▶ **YOUR TASK**:
In the material below, how many lines include the string "processed"? Answer with the number and nothing else.

▶ **DATA FOR THIS TASK**:
Issue #151, opened 2020-06-16
tdnf should support installing from HTTP and HTTP GPG keys


voor:
Currently `tdnf` will fail if it tries to install from a URL provided package, for example:

```
tdnf install -y http://example.com/example.rpm
```

I would expect this to work.

Additionally, GPG files in `.repo` files are required to be files, and cannot be provided as URLs.

Copied from https://github.com/vmware/photon/issues/1017
Somewhat related to https://github.com/vmware/tdnf/issues/77 except URL instead of a local file.

melck:
It will be perfect if multi gpg keys are supported as well. Ggp keys be separated with a space or comma. Ex: [Installation of `kubeadm`](https://kubernetes.io/docs/setup/production-environment/tools/kubeadm/install-kubeadm/#installing-kubeadm-kubelet-and-kubectl).

oliverkurth:
Remote keys are now supported with merged PR https://github.com/vmware/tdnf/pull/171 . Multiple keys are in pending PR https://github.com/vmware/tdnf/pull/179 . Installing RPMs from command line (file or URL) is in pending PR https://github.com/vmware/tdnf/pull/175 .

oliverkurth:
This is done, all related PRs are merged.

PR #175, opened 2020-09-29
install local or remote packages from command line

oliverkurth:
This adds the functionality to install packages using a file or url on the command line, for example:
`tdnf install /path/to/package.rpm`
or
`tdnf install http://foo.bar.com/packages/package.rpm`

```
Example:
./bin/tdnf install https://packages.vmware.com/photon/3.0/photon_updates_3.0_x86_64/x86_64/less-530-2.ph3.x86_64.rpm
less-530-2.ph3.x86_64.rpm               130134   100%

Installing:
less                                      x86_64               530-2.ph3                   @cmdline             236.70k 242379

Total installed size: 236.70k 242379
Is this ok [y/N]: 
```
Internally this works by creating a temporary repository (called `@cmdline`) which contains all packages from the command line that are files or URL, then resolve for them, and install.

This PR also adds test cases to test the new functionality.

This addresses issue #151 .

### DIFF
--- a/client/api.c
+++ b/client/api.c
@@ -31,7 +31,6 @@ TDNFInit(
     uint32_t dwError = 0;
     int nLocked = 0;
 
-
     pthread_mutex_lock (&gEnv.mutexInitialize);
     nLocked = 1;
     if(!gEnv.nInitialized)
@@ -712,6 +711,12 @@ TDNFOpenHandle(
     BAIL_ON_TDNF_ERROR(dwError);
 
     pTdnf->pSack = pSack;
+    pSack = NULL;
+    dwError = TDNFAddCmdLinePackages(
+                  pTdnf
+                  );
+    BAIL_ON_TDNF_ERROR(dwError);
+
     *ppTdnf = pTdnf;
 
 cleanup:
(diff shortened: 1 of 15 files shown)


oliverkurth:
Test failure is unrelated.

oliverkurth:
Added a check comparing the normalized path when downloading packages to cache.

client/init.c
```diff
@@ -205,8 +205,11 @@ TDNFRefreshSack(
         pTdnf->pArgs->nRefresh = 1;
     }
 
+    dwError = TDNFInitCmdLineRepo(pTdnf, pSack);
+    BAIL_ON_TDNF_ERROR(dwError);
+
     //If there is an empty repo directory, do nothing
-    if(pTdnf->pRepos)
+    if(pTdnf->pRepos->pNext)
```
sidcha, line 213: List with single a node will not enter this case now. Also, an empty list would segfault. Is this intended?

oliverkurth: Yes, this is intentional. The first repo will be the "@cmdline" repo, which always exists and is the first in the list. It does not need to be processed in the loop.

But when I looked over the changes, I noticed that the "@cmdline" repo is still processed in the loop, so I just changed it such that the loop starts with the second (first "regular") repo.

client/api.c
```diff
@@ -711,7 +711,16 @@ TDNFOpenHandle(
                   pTdnf->pArgs->nRefresh);
     BAIL_ON_TDNF_ERROR(dwError);
 
+    queue_init(&pTdnf->queueCmdLinePkgs);
+    queue_empty(&pTdnf->queueCmdLinePkgs);
```
sidcha: TDNFOpenHandle() looks to be a very high level function judging by the rest of the calls made here. Can you move these queue setup stuffs to where they are actually used? That way you can init only if there is a command line repo.

Also back-to-back `queue_init()` and `queue_empty()` calls look odd. Did you check the API? typically, `queue_init()` would also do what `queue_empty()` does.

client/api.c
```diff
@@ -733,6 +742,112 @@ TDNFOpenHandle(
...
+                              "%s/%s",
+                              cwd,
+                              pszPkgName);
+                BAIL_ON_TDNF_ERROR(dwError);
+            }
+            else
+            {
+                dwError = TDNFAllocateString(pszPkgName, &pszRPMPath);
+                BAIL_ON_TDNF_ERROR(dwError);
+            }
```
sidcha: Use `realpath()`

client/api.c
```diff
@@ -733,6 +742,112 @@ TDNFOpenHandle(
...
+        }
+        else
+        {
+             dwError = TDNFUriIsRemote(pszPkgName, &nIsRemote);
```
sidcha, line 786: This pattern looks **really** odd. I know we've been over this, I still believe you shouldn't _always_ return `unint32_t`.

Looks much better written as:
```
if (TDNFUriIsRemote()) {
    ....
}
```

client/api.c
```diff
@@ -889,7 +1004,14 @@ TDNFResolve(
         BAIL_ON_TDNF_ERROR(dwError);
     }
 
-    queue_init(&queueGoal);
+    if(nAlterType == ALTER_INSTALL)
```
sidcha, line 994: Also check if `pTdnf->queueCmdLinePkgs` is not NULL.  See comment earlier.

client/remoterepo.c
```diff
@@ -929,3 +935,123 @@ TDNFDownloadPackage(
...
+    dwError = TDNFPathFromUri(pszPackageLocation, &pszRemotePath);
+    if (dwError == ERROR_TDNF_URL_INVALID)
+    {
+        dwError = TDNFAllocateString(pszPackageLocation, &pszRemotePath);
+        BAIL_ON_TDNF_ERROR(dwError);
+    }
+    else
+    {
+        BAIL_ON_TDNF_ERROR(dwError);
+    }
```
sidcha: Suggested:
```    
    dwError = TDNFPathFromUri(pszPackageLocation, &pszRemotePath);
    if (dwError == ERROR_TDNF_URL_INVALID)
    {
        dwError = TDNFAllocateString(pszPackageLocation, &pszRemotePath);   
    }
    BAIL_ON_TDNF_ERROR(dwError);
```

client/resolve.c
```diff
@@ -167,6 +170,27 @@ TDNFPrepareAllPackages(
            }
            else
            {
+               dwError = TDNFIsFileOrSymlink(pszPkgName, &nIsFile);
```
sidcha, line 173: Again, odd pattern. Methods with GET, SET, and IS keywords are standardized and using it this way hampers code reading.

client/utils.c
```diff
@@ -219,6 +219,51 @@ TDNFUtilsMakeDirs(
     goto cleanup;
 }
 
+uint32_t
+TDNFIsFileOrSymlink(
```
sidcha, line 223: Is this function (and it's check) really needed? You can always use `realpath()` to convert symlinks to absolute paths very early and then work only with absolute paths and URLs.

sidcha (changes requested):

client/api.c
oliverkurth: In this case the pattern is actually useful, because we have 3 (interesting) states returning from `TDNFUriIsRremote()`: remote URL, local URL (file://), or not a URL at all; and not just a boolean.

But besides that, I would agree with you if this pattern wasn't so strongly used already throughout all tdnf code. With new code I would agree that this is odd, but I think breaking this pattern in tdnf would make it more confusing.

client/utils.c
oliverkurth: Point of this is to find out if the cmd line argument is a file (or a symlink), in contrast to a simple package or a URL. The real path is not interesting at this moment. Also, if the symlink doesn't resolve we shouldn't fail at this point, because if the link exists the user's intention is most likely to use this as the package path to be installed. They will get the error later, but if we interpret this as a plain package from a repo this will be more confusing.

client/api.c
oliverkurth: `pTdnf->queueCmdLinePkgs` is not a pointer.

client/api.c
oliverkurth: I could swear I saw the pattern of `queue_empty()`  following `queue_init()` elsewhere so I copied it, but I must have imagined things...

sidcha (approved):
You have a local file checked-in; apart from that, LGTM.

oliverkurth:
Thanks! Removed garbage file, squashed changes and pushed. I can merge tomorrow unless someone objects.

PR #176, opened 2020-09-30
Add SSL options support

mrgirgin:
- Parse SSL related fields from .repo file: `sslverify, sslcacert, sslclientcert, sslclientkey`
- Pass these options to curl.
- Define a new error value for errors occurring in this phase.

### DIFF
--- a/client/repoutils.c
+++ b/client/repoutils.c
@@ -680,3 +680,101 @@ cleanup:
 error:
     goto cleanup;
 }
+
+uint32_t
+TDNFRepoApplySSLSettings(
+    PTDNF pTdnf,
+    const char* pszRepo,
+    CURL *pCurl
+    )
+{
+    uint32_t dwError = 0;
+    PTDNF_REPO_DATA_INTERNAL pRepos = NULL;
+
+    if(!pTdnf || IsNullOrEmptyString(pszRepo) || !pCurl)
+    {
+        dwError = ERROR_TDNF_INVALID_PARAMETER;
+        BAIL_ON_TDNF_ERROR(dwError);
+    }
+    if(!pTdnf->pRepos)
+    {
+        dwError = ERROR_TDNF_NO_REPOS;
+        BAIL_ON_TDNF_ERROR(dwError);
+    }
+    pRepos = pTdnf->pRepos;
+
+    while(pRepos)
+    {
+        if(!strcmp(pszRepo, pRepos->pszId))
+        {
+            break;
+        }
+        pRepos = pRepos->pNext;
+    }
+
+    if(!pRepos)
+    {
+        dwError = ERROR_TDNF_REPO_NOT_FOUND;
+        BAIL_ON_TDNF_ERROR(dwError);
+    }
+
+    if(curl_easy_setopt(
+            pCurl,
+            CURLOPT_SSL_VERIFYPEER,
+            ((pRepos->nSSLVerify) ? 1 : 0)) != CURLE_OK)
+    {
+        dwError = ERROR_TDNF_SET_SSL_SETTINGS;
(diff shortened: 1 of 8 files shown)


client/repoutils.c
```diff
@@ -680,3 +680,101 @@ TDNFRepoApplyProxySettings(
...
+    }
+
+    if(curl_easy_setopt(
+            pCurl,
+            CURLOPT_SSL_VERIFYPEER,
+            ((pRepos->nSSLVerify) ? 1 : 0)) != CURLE_OK)
+    {
+        dwError = ERROR_TDNF_SET_SSL_SETTINGS;
+        BAIL_ON_TDNF_ERROR(dwError);
+    }
```
oliverkurth, line 728: Can we get a more detailed error here from curl? Same for the other 3 `curl_easy_setopt()` calls.

tapakund: Pls refer this for setting curl error

https://github.com/vmware/tdnf/blob/31a577946b6286daf10c7af5f1b94f36a8b2e59f/client/remoterepo.c#L793

mrgirgin: I tried to replicated the behavior from `TDNFRepoApplyProxySettings` earlier in this file. I frankly feel like pointing out which user input caused the error is more useful than the `curl`'s internal error. In most of the cases I have encountered, `curl` already prints to stderr about what went wrong anyway.

oliverkurth: So if curl prints out to stderr before returning this might be good enough - we just need information what went wrong. Can you give an example?

sidcha: Here is a sample:

```
curl#60: Peer certificate cannot be authenticated with given CA certificates
```

sidcha (approved):
LGTM, thanks for the PR!

tapakund (commented):
LGTM

oliverkurth:
LGTM, it's straight forward. I verified locally that the tests now pass with PR178 merged in. @mrgirgin , before we can merge you need to sign the CLA - can you do that?

Also, it would be great to have some tests for this.

sidcha:
@mrgirgin, CLA bot seems to have some issue we are working with the respective teams to get this sorted out. No action is needed from your side for now.

client/structs.h
```diff
@@ -36,11 +36,16 @@ typedef struct _TDNF_REPO_DATA_INTERNAL_
     int nEnabled;
     int nSkipIfUnavailable;
     int nGPGCheck;
+    int nSSLVerify;
     long lMetadataExpire;
     char* pszId;
     char* pszName;
     char* pszBaseUrl;
     char* pszMetaLink;
+    char* pszUrlGPGKey;
```
oliverkurth: This can go away - it's replaced by ppszUrlGPGKeys below.

include/tdnftypes.h
```diff
@@ -268,11 +268,16 @@ typedef struct _TDNF_REPO_DATA
     int nEnabled;
     int nSkipIfUnavailable;
     int nGPGCheck;
+    int nSSLVerify;
     long lMetadataExpire;
     char* pszId;
     char* pszName;
     char* pszBaseUrl;
     char* pszMetaLink;
+    char* pszUrlGPGKey;
```
oliverkurth: Same here.

oliverkurth (changes requested):
Also, when done, please squash the changes into one. You can force push your changes to the PR.

mrgirgin:
> Also, when done, please squash the changes into one. You can force push your changes to the PR.

You should be able to "Squash & Merge" in the Github UI.

oliverkurth (approved):

oliverkurth:
Thank you @mrgirgin ! It's merged.

PR #178, opened 2020-10-01
Fixed TDNFDownloadFile call in repogpgcheck plugin

sshedi:
repogpgcheck plugin calls TDNFDownloadFile but it's signtaure was wrong.
As a result this was ending up in unacceptable results.


tapakund (approved):
LGTM

oliverkurth:
"prototype was wrong" would be a better description (not "signature"), but looks good. I am surprised this didn't crash before.

oliverkurth (approved):

PR #180, opened 2020-10-06
Minor pytest enhancements

sidcha:
- Add feature to test self signed HTTPS repos at some point in future
- Default to DIST==photon in local builds
- Print the exact command that caused the test failure for convenience


oliverkurth (approved):
LGTM, nice!

keerthanakalyan (approved):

▶ **ANSWER**:
2